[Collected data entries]
PR #103, opened 2023-03-19
Update opportunities, upload opportunity feature picture 

EdenWuyifan:


voluncheer/opportunityboard/models.py
dbleek, line 1: As we discussed today, I don't think staffing should be set to null=True, blank=True. This will be addressed when I merge the subcategories branch.

voluncheer/opportunityboard/tests_views.py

→ ABOUT THIS EXERCISE: Taking the entries from their first line through the line with "voluncheer/opportunityboard/models.py", inclusive, restate each line word for word and give nothing else.

→ ANSWER SECTION:
PR #103, opened 2023-03-19
Update opportunities, upload opportunity feature picture 

EdenWuyifan:


voluncheer/opportunityboard/models.py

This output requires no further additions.